### Task brief
Wherever "standard" occurs in the entries, copy the line that holds it.
##########
PR #1673, opened 2024-07-08
Can now use search options with op.fromSearchDocs.

BillFarber:


marklogic-client-api/src/main/java/com/marklogic/client/expression/PlanBuilderBase.java
```diff
@@ -54,12 +54,25 @@ public interface PlanBuilderBase {
      * @return  a ModifyPlan object
      */
     PlanBuilder.AccessPlan fromSearchDocs(CtsQueryExpr query, String qualifierName);
+	/**
+	 * Provides a convenience for matching documents and constructing rows with the score,
+	 * document uri, and document content. The convenience is equivalent to chaining
```
rjrudin, line 59: Not urgent, but if you feel up for it, you could try changing whatever the source of this comment is to use "URI" instead of "uri" (pet peeve of mine to see "uri" unless it's referring to the column name).

rjrudin (approved):

marklogic-client-api/src/main/java/com/marklogic/client/expression/PlanBuilderBase.java
BillFarber: This source is not generated, so I've updated it directly.

PR #1674, opened 2024-07-09
Optic Generation updates for release-12.0.0-ea1

BillFarber:


rjrudin (approved):
LG, though tests are needed for at least one of the new vector operations, which can be either here or in a follow-up PR.

PR #1682, opened 2024-07-26
Created a test for a new bug.

BillFarber:


marklogic-client-api/src/test/java/com/marklogic/client/test/rows/VectorTest.java
```diff
@@ -108,4 +109,23 @@ void cosineSimilarity_InvalidVector() {
...
+			op.fromSearchDocs(
+				op.cts.andQuery(
+					op.cts.documentQuery("/optic/vectors/alice.json"),
+					op.cts.elementQuery(
+						"person",
+						op.cts.andQuery()
+    				)
+  				))
+			.bind(op.as("embedding", op.vec.vector(op.xpath("doc", "/person/embedding"))))
+			.limit(5);
```
rjrudin, line 127: Remove the limit call here, it's implying that it's needed but since the assertion expects a single document, it must not be.

rjrudin (approved):

PR #1701, opened 2024-09-03
Auto-gen for shortest path.

anu3990:
* OS and version


rjrudin (changes requested):
Several issues here:

1. This PR introduces compilation errors by removing code that we need.
2. It doesn't add anything pertaining to the shortest path feature.
3. It changes file permissions on files that we don't want changed. 
4. It changes the copyright to a non-standard one on a couple dozen files. 

We know from our experience with the patch feature that the code generator is not reliable, so likely will need to add support manually for the shortest path function.

PR #1702, opened 2024-09-11
MLE-16370 : Run optic auto-generation for op:shortest-path

anu3990:
* OS and version


rjrudin (changes requested):
Need to revert all the copyright changes - ideally, try fixing the code generator to produce the new standard copyright instead of the old one. 

We also need a test for this - we know from our experience back in the spring that the generated code isn't guaranteed to work. So add a `ShortestPathTest` in the com.marklogic.client.test.rows package and add the annotation so that it only runs on MarkLogic 12.

Also - for the new shortestPath methods in the interface - add `@since 7.1.0` annotations to the Javadoc comments so we have an easy way of knowing when they were added. In fact, make it `@since 7.1.0; requires MarkLogic 12`.

PR #186, opened 2025-02-10
tests: Run pytest with G_DEBUG=fatal-criticals

smcv:
This ensures that we crash out at any sign of undefined behaviour. This is the default for GLib's own GTest framework, but not for other test frameworks like pytest.

Note that we cannot use fatal-warnings (which would be the default for GTest) because at least one test-case for the inputcapture portal emulates a faulty portal implementation, which libportal will log as a g_warning().


smcv:
CI failure is #187, I don't think that's related to what I changed in this PR.

smcv:
Actually it looks as though some of the tests might be triggering criticals under normal circumstances. I think that's a bug (the point of critical warnings is that they're ... critical) but it means we can't apply this just yet.

bbhtt:
Updating the images in CI increased the number of critical warnings..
##########
### Solution
4. It changes the copyright to a non-standard one on a couple dozen files. 
Need to revert all the copyright changes - ideally, try fixing the code generator to produce the new standard copyright instead of the old one. 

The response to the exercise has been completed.